Assignment: Reproduce the entries in full, with no changes.

--- Recorded information Enclosed Below ---

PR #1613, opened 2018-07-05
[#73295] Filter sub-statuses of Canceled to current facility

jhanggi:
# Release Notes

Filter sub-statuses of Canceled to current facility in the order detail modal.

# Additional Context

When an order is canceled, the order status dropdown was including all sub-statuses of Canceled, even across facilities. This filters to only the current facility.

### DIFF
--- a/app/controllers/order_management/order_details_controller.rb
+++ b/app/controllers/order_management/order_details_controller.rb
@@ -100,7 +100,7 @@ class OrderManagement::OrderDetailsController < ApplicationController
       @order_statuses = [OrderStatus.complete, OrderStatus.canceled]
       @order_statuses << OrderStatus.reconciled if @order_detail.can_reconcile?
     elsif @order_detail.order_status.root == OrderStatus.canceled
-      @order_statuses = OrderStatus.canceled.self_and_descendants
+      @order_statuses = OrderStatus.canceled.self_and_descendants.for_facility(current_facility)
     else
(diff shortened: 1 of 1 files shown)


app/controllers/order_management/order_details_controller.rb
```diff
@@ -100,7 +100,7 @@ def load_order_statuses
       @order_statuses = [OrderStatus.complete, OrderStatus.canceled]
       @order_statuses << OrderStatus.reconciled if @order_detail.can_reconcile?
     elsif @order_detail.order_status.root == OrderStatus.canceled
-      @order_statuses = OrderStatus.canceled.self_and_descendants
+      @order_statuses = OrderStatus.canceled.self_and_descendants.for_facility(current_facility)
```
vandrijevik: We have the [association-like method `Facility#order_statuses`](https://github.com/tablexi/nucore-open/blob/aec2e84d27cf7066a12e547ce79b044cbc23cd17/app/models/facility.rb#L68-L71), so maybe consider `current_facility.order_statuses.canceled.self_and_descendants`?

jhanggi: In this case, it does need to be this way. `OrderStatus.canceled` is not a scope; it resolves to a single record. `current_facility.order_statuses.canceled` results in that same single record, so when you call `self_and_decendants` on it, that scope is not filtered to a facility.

--- End of Enclosed Recorded information ---

Output for this task:
PR #1613, opened 2018-07-05
[#73295] Filter sub-statuses of Canceled to current facility

jhanggi:
# Release Notes

Filter sub-statuses of Canceled to current facility in the order detail modal.

# Additional Context

When an order is canceled, the order status dropdown was including all sub-statuses of Canceled, even across facilities. This filters to only the current facility.

### DIFF
--- a/app/controllers/order_management/order_details_controller.rb
+++ b/app/controllers/order_management/order_details_controller.rb
@@ -100,7 +100,7 @@ class OrderManagement::OrderDetailsController < ApplicationController
       @order_statuses = [OrderStatus.complete, OrderStatus.canceled]
       @order_statuses << OrderStatus.reconciled if @order_detail.can_reconcile?
     elsif @order_detail.order_status.root == OrderStatus.canceled
-      @order_statuses = OrderStatus.canceled.self_and_descendants
+      @order_statuses = OrderStatus.canceled.self_and_descendants.for_facility(current_facility)
     else
(diff shortened: 1 of 1 files shown)


app/controllers/order_management/order_details_controller.rb
```diff
@@ -100,7 +100,7 @@ def load_order_statuses
       @order_statuses = [OrderStatus.complete, OrderStatus.canceled]
       @order_statuses << OrderStatus.reconciled if @order_detail.can_reconcile?
     elsif @order_detail.order_status.root == OrderStatus.canceled
-      @order_statuses = OrderStatus.canceled.self_and_descendants
+      @order_statuses = OrderStatus.canceled.self_and_descendants.for_facility(current_facility)
```
vandrijevik: We have the [association-like method `Facility#order_statuses`](https://github.com/tablexi/nucore-open/blob/aec2e84d27cf7066a12e547ce79b044cbc23cd17/app/models/facility.rb#L68-L71), so maybe consider `current_facility.order_statuses.canceled.self_and_descendants`?

jhanggi: In this case, it does need to be this way. `OrderStatus.canceled` is not a scope; it resolves to a single record. `current_facility.order_statuses.canceled` results in that same single record, so when you call `self_and_decendants` on it, that scope is not filtered to a facility.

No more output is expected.